Like it's so fucking weird seeing these obscure and unpopular little interests I had during middle and high school - ones I couldn't talk about to my irl friends because I was weird for even knowing they existed, much less acknowledge that they were all I interacted with during any moment I wasn't at school - become so well known in the years since that they're just thoroughly and casually embedded in everyday culture now.
Like to the point where NOW it would be weird to talk about how into them I used to be, in the same way it would come across really weird to say "I used to be obsessed with textbooks, I would spend at least 8 hours a day reading them, I met the guy who owns MacMillan, I used to be caught up with literally everything they published."
(I know that doesn't come across as THAT strange of a statement on the AuDHD website, but trust me that if I said any of this to a classmate they wouldn't even be able to respond out of fear my weird freak nerd behavior might be contagious.
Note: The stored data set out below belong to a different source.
PR #6147, opened 2024-11-25
Fix/32953

raymonddenhaan:
This change is [Reviewable](https://reviewable.io/reviews/elsa-workflows/elsa-core/6147)

### DIFF
--- a/src/modules/Elsa.MassTransit.AzureServiceBus/Handlers/RemoveOrphanedSubscriptions.cs
+++ b/src/modules/Elsa.MassTransit.AzureServiceBus/Handlers/RemoveOrphanedSubscriptions.cs
@@ -45,7 +45,7 @@ public class RemoveOrphanedSubscriptions(MessageTopologyProvider topologyProvide
             }
             catch (ServiceBusException ex) when (ex.Reason == ServiceBusFailureReason.MessagingEntityNotFound)
             {
-                logger.LogWarning(ex, "Service bus entity {entityPath} was not found", ex.EntityPath);
+                logger.LogWarning("Unable to remove orphaned subscription: Service bus entity {entityPath} was not found, most likely due to it being removed automatically", ex.EntityPath);
             }
         }
     }
--- a/Directory.Packages.props
+++ b/Directory.Packages.props
@@ -55,6 +55,8 @@
     <PackageVersion Include="Microsoft.AspNetCore.Mvc.Testing" Version="8.0.7" />
     <PackageVersion Include="Microsoft.CodeAnalysis.CSharp.Scripting" Version="4.10.0" />
     <PackageVersion Include="Microsoft.EntityFrameworkCore.Sqlite.Design" Version="1.1.6" />
+    <PackageVersion Include="Microsoft.Extensions.DependencyInjection" Version="8.0.1" />
+    <PackageVersion Include="Microsoft.Extensions.DependencyInjection.Abstractions" Version="8.0.2" />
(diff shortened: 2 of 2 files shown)


MariusVuscanNx (approved):

src/modules/Elsa.MassTransit.AzureServiceBus/Handlers/RemoveOrphanedSubscriptions.cs
```diff
@@ -45,7 +45,7 @@ await Task.WhenAll(
             }
             catch (ServiceBusException ex) when (ex.Reason == ServiceBusFailureReason.MessagingEntityNotFound)
             {
-                logger.LogWarning(ex, "Service bus entity {entityPath} was not found", ex.EntityPath);
+                logger.LogWarning("Unable to remove orphaned subscription: Service bus entity {entityPath} was not found, most likely due to it being removed automatically", ex.EntityPath);
```
sfmskywalker, line 48: As far as I know, it is recommended to include the exception with the log statement. If so, then at the very least we should include a comment why we're deviating from that norm.

raymonddenhaan: Looking at those sources, there is no mentioning of logging the exception for warnings as well. However there is mention of avoiding the exception altogether if possible. What solution has your preference?

1. Add a comment why we are not logging the entire exception.
2. Put the exception back in the warning (This will cause the warning to be confused with an exception again)
3. Check if the subscription and topic which we are trying to delete here actually exist. This will add 2 calls for every subscription and instance that has been deemed inactive.

sfmskywalker: On second thought, I understand now after having thought it through: the exception is expected, so there's no reason to catch the details. The scenario is clear: we want to try and delete orphaned subscriptions, but that might already have happened, so catching the exception is in order.

Which does make me wonder if the WARN log level is appropriate - does this condition give cause for concern (warning) or is it simply a healthy condition and would INFO or DEBUG be more appropriate?

raymonddenhaan: Regardless of why the subscription or queue has already been deleted, it means the system is in the desired state. Looking at it like I think INFO is more appropriate. DEBUG might be a bit too low a level for someone who wants some insights into these cleaning processes

sfmskywalker: @raymonddenhaan 

1. Adding a comment would be sufficient, just to avoid overzealous team members to potentially add the exception back ;)
2. Although I disagree with the reason to remove it to avoid confusing it with an ERROR log level, I do think the exception details is completely unnecessary because we're simply logging information that an attempt to delete a subscription failed because it doesn't exist anymore. On that note, we should be **sure** that it no longer exists. In other words, if the failure to delete the subscription is caused by something else, then a warning + exception would be justified. However, as is clear from the exception handling condition, we are catching this very specific case, so no additional exception detail is necessary.
3. Exactly, I think simply trying to delete it and catching the exception as done here is the right approach - otherwise, as you said, we'd have to make a second call in case the resource exists in order to then delete it. Since we need to make an HTTP call anyway (to delete it), might as well keep it at one request.

PR #6148, opened 2024-11-25
Fix Serialization of generic types including collections

Suchiman:
#5682 broke serialization in several ways:
- When a generic type was being serialized, such as ``List`1``, the `` ` `` was being escaped by `JsonSerializer.Serialize` to `"\u0060"`. The PolymorphicObjectConverter would then `.Trim('"')` without unescaping the `` ` ``, causing `"\\u0060"` to be written into the final json.
- When the type is generic with one type parameter, e.g. `List<T>`, and also `IEnumerable<T>`, as `List<T>` is, then it would append `[]` at the end of the type name, resulting in: `"System.Collections.Generic.List\\u00601[[Elsa.Workflows.IntegrationTests.Serialization.JsonSerialization.WorkflowAction, Elsa.Workflows.IntegrationTests]], System.Private.CoreLib[]"` which is very invalid. It may only do that, if the typename was simplified because the `elementType` is in the `WellKnownTypeRegistry`.
- If it is a collection and the `elementType` is in the `WellKnownTypeRegistry`, then you'd be deserializing an `string[]` where you've serialized a `List<string>` because it throw's away that information and just appends `[]` which is questionable but i didn't change that here.

- - -
This change is [Reviewable](https://reviewable.io/reviews/elsa-workflows/elsa-core/6148)

### DIFF
--- a/src/modules/Elsa.Workflows.Core/Serialization/Converters/PolymorphicObjectConverter.cs
+++ b/src/modules/Elsa.Workflows.Core/Serialization/Converters/PolymorphicObjectConverter.cs
@@ -271,13 +271,10 @@ public class PolymorphicObjectConverter(IWellKnownTypeRegistry wellKnownTypeRegi
         {
             if (shouldWriteTypeField)
             {
-                var typeOptions = newOptions.Clone();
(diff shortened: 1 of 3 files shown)


sfmskywalker (approved):
Looks good, thanks @Suchiman !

In retrospect that's pretty specifically ironic given the rest of this. I guess we really didn't DFTBA huh)
Anyways my old grumpy terminally-not-online bio professor posts a link on Canvas to a supplemental video on DNA and genetic inheritance in advance of our next class. I click on it, not really paying attention, expecting a boring grainy 00's video with the worst CGI youve ever seen, narrated by someone with a Jersey accent so thick you can barely understand it. Like usual. Instead, Hank fucking Green's voice (circa 2012!) starts blasting out of my computer saying, "So, I have this brother John. You may have heard of him."
Honestly it fucking jumpscared me, I forgot is Crash Course like the new Bill Nye for teachers now. Because that information won't put itself into my brain. Because "Nerdfighteria Island" still occasionally pops into my head when I'm not paying attention.
Tbh I'm just thinking about how I'm gonna sit quietly in class while he talks about this video and pretend that this is a totally neutral medium of information transfer to me, one which illicits no emotional reaction whatsoever. As if one of the top three best days of my little nerd 16yo self's life wasn't freaking it silly style to Hank playing nerd songs on his acoustic ukulele to a dance floor of like 40 people at midnight when I went to vidcon. TWICE.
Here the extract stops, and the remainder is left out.